Ya no había niños, ni jóvenes, en la calle solo se veían figuras encorvadas que caminaban más o menos lentamente, cubiertas hasta la cabeza.
En el horizonte azul destacaba el blanco de las montañas tapizadas de nieve. Virginie se detuvo un momento junto al río que corría a un costado de la iglesia de Uvernet. Lanzó un suspiro y siguió de largo. Esa mañana no tenía ánimo para visitar la tumba de su hermano Claude, en el pequeño cementerio atrás del templo.

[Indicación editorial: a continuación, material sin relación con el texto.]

PR #331, opened 2025-06-08
dev-libs/aws-sdk-cpp: add package aws-sdk-cpp

KotoishiHeart:
Add aws-sdk-cpp and its dependencies to guru.

If we add it, it will be after June 19th when the dependency will be removed from the gentoo repository.

lists:
aws-sdk-cpp
aws-c-auth
aws-c-cal
aws-c-common
aws-c-compression
aws-c-event-stream
aws-c-http
aws-c-io
aws-c-mqtt
aws-c-s3
aws-c-sdkutils
aws-checksums
aws-crt-cpp
s2n


antecrescent:
Great effort bumping these packages!
Why not clean up the contributions, open a PR against ::gentoo and maintain them there? GURU is not a dumping ground for unmaintained packages that are treecleaned from ::gentoo.
We do accept packages from the parent repo though, e.g. if it's a dependency of one of our packages.

KotoishiHeart:
Since aws-sdk-cpp is not available in ::gentoo, I personally think it would be better to move it to guru rather than maintaining it on gentoo.
I'm not going to make guru the place to just spit out aws-sdk-cpp and its dependencies.

dev-libs/aws-c-auth/aws-c-auth-0.9.0.ebuild
```diff
@@ -0,0 +1,34 @@
...
+SRC_URI="https://github.com/awslabs/${PN}/archive/v${PV}.tar.gz -> ${P}.tar.gz"
+
+LICENSE="Apache-2.0"
+SLOT="0"
+KEYWORDS="~amd64"
+IUSE="static-libs test"
+
+RESTRICT="!test? ( test )"
+
+DEPEND="
```
thesamesam: If USE=-static-libs, surely these are all RDEPENDs too? Honestly, we usually don't worry about making the static-libs deps purely correct (as in: making sure to avoid anything in RDEPEND in the USE=static-libs case). Besides, USE=static-libs usually means "static libs as well", not "only static libs".

thesamesam: But do we really need this at all? Can't we rip out all this static-libs stuff? By policy, we avoid it wherever possible.

dev-libs/aws-sdk-cpp/aws-sdk-cpp-1.11.586.ebuild
```diff
@@ -0,0 +1,100 @@
...
+			mybuildtargets+=";$( _aws_expand_group "${g}" )"
+		fi
+	done
+
+	local mycmakeargs=(
+		-DAUTORUN_UNIT_TESTS=$(usex test)
+		-DAWS_SDK_WARNINGS_ARE_ERRORS=OFF
+		-DBUILD_DEPS=NO
+		-DBUILD_ONLY="${mybuildtargets}"
+		-DBUILD_SHARED_LIBS=ON
```
thesamesam: The eclass sets this for us.

dev-libs/aws-sdk-cpp/aws-sdk-cpp-1.11.586.ebuild
```diff
@@ -0,0 +1,100 @@
...
+		-DCPP_STANDARD=17
+		-DENABLE_RTTI=$(usex rtti)
+		-DENABLE_TESTING=$(usex test)
+		-DENABLE_UNITY_BUILD=$(usex unity-build)
```
thesamesam: We usually use `jumbo-build` for this but let's please not make it a USE flag unless there's a really compelling reason.

dev-libs/aws-sdk-cpp/aws-sdk-cpp-1.11.586.ebuild
```diff
@@ -0,0 +1,100 @@
...
+	done
+
+	local mycmakeargs=(
+		-DAUTORUN_UNIT_TESTS=$(usex test)
+		-DAWS_SDK_WARNINGS_ARE_ERRORS=OFF
+		-DBUILD_DEPS=NO
+		-DBUILD_ONLY="${mybuildtargets}"
+		-DBUILD_SHARED_LIBS=ON
+		-DCPP_STANDARD=17
+		-DENABLE_RTTI=$(usex rtti)
```
thesamesam: Does this really need to be a USE flag?

dev-libs/s2n/s2n-1.5.21.ebuild
```diff
@@ -0,0 +1,46 @@
...
+
+S="${WORKDIR}/${PN}-tls-${PV}"
+
+src_prepare() {
+	cmake_src_prepare
+
+	# Fix shared library building, needed for USE="test"
+	# See: https://github.com/awslabs/s2n/issues/2401
+	if use test; then
+		sed -i -e 's, -fvisibility=hidden,,' "${S}"/CMakeLists.txt || die "sed failed"
```
thesamesam: Changing how the rest of the source code is built depending on if tests are enabled means we're not testing what we're deploying most of the time.

thesamesam (changes requested):

dev-libs/s2n/s2n-1.5.21.ebuild
KotoishiHeart: After checking, I found that this issue has been fixed and there is no need to modify CMakeLists.txt, so I will delete it.

dev-libs/aws-sdk-cpp/aws-sdk-cpp-1.11.586.ebuild
KotoishiHeart: Does this mean that I need to use ‘usex jumbo-build’ instead of ‘usex unity-build’?

dev-libs/aws-c-auth/aws-c-auth-0.9.0.ebuild
KotoishiHeart: I think it's okay without static-libs, so I'll delete it.

dev-libs/aws-sdk-cpp/aws-sdk-cpp-1.11.586.ebuild
thesamesam: Yes, but if possible, it is better to drop it entirely and just disable it, as it harms ccache/debugging if things go wrong/consumes more resources.

KotoishiHeart: I understand. We'll remove useflag since there's no particular reason to need it.

dev-libs/aws-sdk-cpp/aws-sdk-cpp-1.11.586.ebuild
KotoishiHeart: BUILD_SHARED_LIBS was ON by default.
Since we are going to delete static-libs, there is no reason to keep it, so we will delete it.

What items need to be specified in an eclass?

thesamesam: cmake.eclass sets `-DBUILD_SHARED_LIBS=ON` for us so we don't need to set it. But I don't think you have any other redundant options here.

KotoishiHeart: I understand. thank you.

dev-libs/aws-sdk-cpp/aws-sdk-cpp-1.11.586.ebuild
KotoishiHeart: RTTI is enabled by default, so this flag could be removed. i delete.

KotoishiHeart:
I have revised the content as pointed out.

dev-libs/aws-c-compression/aws-c-compression-0.3.1.ebuild
```diff
@@ -0,0 +1,28 @@
+# Copyright 1999-2022 Gentoo Authors
```
gonsoos: This is outdated.

dev-libs/aws-checksums/aws-checksums-0.2.7.ebuild
```diff
@@ -0,0 +1,28 @@
+# Copyright 1999-2022 Gentoo Authors
```
gonsoos: This is outdated.

dev-libs/aws-c-event-stream/aws-c-event-stream-0.5.4.ebuild
```diff
@@ -0,0 +1,40 @@
...
+SRC_URI="https://github.com/awslabs/${PN}/archive/v${PV}.tar.gz -> ${P}.tar.gz"
+
+LICENSE="Apache-2.0"
+SLOT="0"
+KEYWORDS="~amd64"
+IUSE="test"
+
+RESTRICT="!test? ( test )"
+
+DEPEND="
```
thesamesam: RDEPEND is empty? Does it not link with any of these libraries?

(Please check this everywhere.)

dev-libs/aws-c-cal/aws-c-cal-0.9.2.ebuild
```diff
@@ -0,0 +1,29 @@
...
+
+LICENSE="Apache-2.0"
+SLOT="0"
+KEYWORDS="~amd64"
+IUSE="test"
+
+RESTRICT="!test? ( test )"
+
+DEPEND="
+	dev-libs/aws-c-common:0=
```
thesamesam: Please use just `:=` unless there's a realistic prospect of these being slotted in future (unlikely IMO).

dev-libs/aws-c-auth/aws-c-auth-0.9.0.ebuild
```diff
@@ -0,0 +1,33 @@
+# Copyright 1999-2025 Gentoo Authors
+# Distributed under the terms of the GNU General Public License v2
+
+EAPI=8
+
+inherit cmake
+
+DESCRIPTION="C99 library implementation of AWS client-side authentication: standard credentials providers and signing."
```
thesamesam: No fullstops at the end of DESCRIPTION:
```suggestion
DESCRIPTION="C99 library implementation of AWS client-side authentication: standard credentials providers and signing"
```

KotoishiHeart:
fixed ebuilds

dev-libs/aws-sdk-cpp/aws-sdk-cpp-1.11.586.ebuild
```diff
@@ -0,0 +1,97 @@
...
+DESCRIPTION="AWS SDK for C++"
+HOMEPAGE="https://aws.amazon.com/sdk-for-cpp/"
+SRC_URI="https://github.com/aws/${PN}/archive/${PV}.tar.gz -> ${P}.tar.gz"
+
+LICENSE="Apache-2.0"
+SLOT="0"
+KEYWORDS="~amd64"
+
+# BUILD_ONLY lists
+AWS_GROUP_storage="backup;backup-gateway;datasync;ebs;fsx;glacier;mediapackage;mediapackage-vod;mediapackagev2;mediastore;mediastore-data;s3;s3-crt;snow-device-management;snowball;storagegateway;workdocs;awstransfer;importexport;rbin;s3tables"
```
thesamesam: I'm undecided on if I'm okay with this, it seems kind of wild and wonder if we should be enabling all of these by default or something if none of them have extra deps and if they don't have signifiant build-time impact (perhaps they do though -- if so, say it in the commit message).

But supposing I am okay with this: don't we need USE descriptions for these in metadata.xml? pkgcheck should warn on that? Or am I missing something?

KotoishiHeart: They do not add any new dependencies. However, they are too large to be enabled all the time, so they are not enabled by default except for the minimum core, identity-management, and sts.

It is so huge that even compiling with 16 threads using a Ryzen 9 7900 would take about 30 minutes.

I would say so in the metadata.xml and in the commit message.

thesamesam: > I would say so in the metadata.xml and in the commit message.

OK, let's give it a go, but I reserve the right to request tweaks later. Feel free to merge with that change.

Thanks for the good work and responses to comments.

KotoishiHeart: Added. Please let us know if we are missing any information you need.

thesamesam: Commit message should say why we have so many (extensive build time, quote the measurement you gave me) then lgtm

KotoishiHeart: i understand. maybe fixed.

KotoishiHeart:
Thank you for confirming.

antecrescent:
@KotoishiHeart Could you also take care of these issues, please?

Most importantly the DeprecatedDep, missing metadata.xml and UnknownUseFlags.
Thanks!
```
 $ pkgcheck scan --commits e3a9b41dfc95e30e9f579bb621c6c475fc98cf7a..HEAD
dev-libs/aws-c-event-stream
  MissingRemoteId: missing <remote-id type="github">awslabs/aws-c-event-stream</remote-id> (inferred from URI 'https://github.com/awslabs/aws-c-event-stream')

dev-libs/aws-checksums
  MissingRemoteId: missing <remote-id type="github">awslabs/aws-checksums</remote-id> (inferred from URI 'https://github.com/awslabs/aws-checksums')

dev-libs/aws-c-auth
  MissingRemoteId: missing <remote-id type="github">awslabs/aws-c-auth</remote-id> (inferred from URI 'https://github.com/awslabs/aws-c-auth')
  BadDescription: version 0.9.0: over 80 chars in length

dev-libs/aws-c-compression
  MissingRemoteId: missing <remote-id type="github">awslabs/aws-c-compression</remote-id> (inferred from URI 'https://github.com
/awslabs/aws-c-compression')

dev-libs/s2n
  VariableOrderWrong: version 1.5.21: variable S should occur before RESTRICT

dev-libs/aws-sdk-cpp
  DeprecatedDep: version 1.11.586: DEPEND: deprecated dependency: media-sound/pulseaudio
  DeprecatedDep: version 1.11.586: RDEPEND: deprecated dependency: media-sound/pulseaudio
  ExcessiveLineLength: version 1.11.586: excessive line length (over 120 characters) on line: 34
  PythonCompatUpdate: version 1.11.586: PYTHON_COMPAT update available: python3_14
  UnknownUseFlags: version 1.11.586: unknown USE flags: 'full', 'http'

```

antecrescent:
> I don't know how to resolve DeprecatedDep.

I believe the reason you include the package is the following bit in `src/aws-cpp-sdk-text-to-speech/CMakeLists.txt`, correct?
```
check_include_files("pulse/simple.h" HAVE_PULSE)
```
The dependency that provides this header is `media-libs/libpulse`. That CMakeLists.txt file needs to be fixed as well, because it adds a dependency on libpulse, regardless of the `pulseaudio` USE flag setting, as long as the header is available on the system.

Since text-to-speech support seems to strongly depend on libpulse, I'd probably replace the `pulseaudio` USE flag with `speech` and build the text-to-speech SDK conditional on that or build it unconditionally and remove the USE flag.

KotoishiHeart:
> Since text-to-speech support seems to strongly depend on libpulse, I'd probably replace the pulseaudio USE flag with speech and build the text-to-speech SDK conditional on that or build it unconditionally and remove the USE flag.

I want to enable "speech", but do I need to add a DEPEND on "media-libs/libpulse"?

KotoishiHeart:
fixed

Amaneció cansada, como si en lugar de haber dormido siete horas, hubiera corrido un maratón. Pero estaba resignada a los achaques de sus 75 años de edad que cada día parecían pesar más.
“Si Theodore no se hubiera ido”, pensó, todo hubiera sido distinto. Él se habría casado con Camille y habrían tenido hijos, ella —como su única hermana— se habría convertido en la tía favorita y quizá alguna niña hasta llevaría su nombre: Virginie Marie Juliette.
Pero no, Theo que desde los cuatro años le dijo a su mamá “yo soy yo y tú eres tú” dejando claro que se mandado solo, se empeñó en partir a buscar fortuna hasta quién sabe dónde, del otro lado del mundo y ya no regresó. Cuando los primeros migrantes que se fueron de Barcelonnette a Mexico regresaron al valle del Ubaye y construyeron sus grandes casas —las famosas villas mexicanas— tuvo esperanzas de que su hermano volviera. Pero él nunca pudo hacer el viaje de regreso, ni cuando sus padres murieron; entonces sus cartas empezaron a escasear hasta que dejó de escribir. Cinco años después murió Claude y Virginie le escribió a Theo pidiéndole que regresara. Su respuesta llegó en una carta que ella guardaba como su mayor tesoro, la releía de vez en cuando con lágrimas en los ojos y al terminar la apretaba contra su pecho suspirando, antes de volverla a guardar.
Cuando todos los jóvenes acabaron yéndose de aquel pueblo en lo alto de los Alpes, Virginie se preguntó que pasaría cuando sus añejos habitantes se extinguieran. ¿Uvernet se convertiría en un pueblo fantasma? “Ya casi lo es”, pensó con amargura.
No se podía imaginar entonces que más de un siglo después, no solo había sobrevivido, sino que el lugar se convirtió en un atractivo destino vacacional de esquí que se llenaba de visitantes.
Tampoco se imaginó nunca que una bisnieta mexicana de su querido y extrañado Theodore llegaría hasta el pueblo de sus ancestros, hasta el cementerio de la iglesia donde encontraría la lápida blanca con el nombre de Claude y junto a ella, la de la misma Virginie.
Esa sobrina bisnieta suya se pararía frente a la tumba conmovida por la emoción del encuentro con la tía de quien había heredado su nombre, Virginia María Juliette.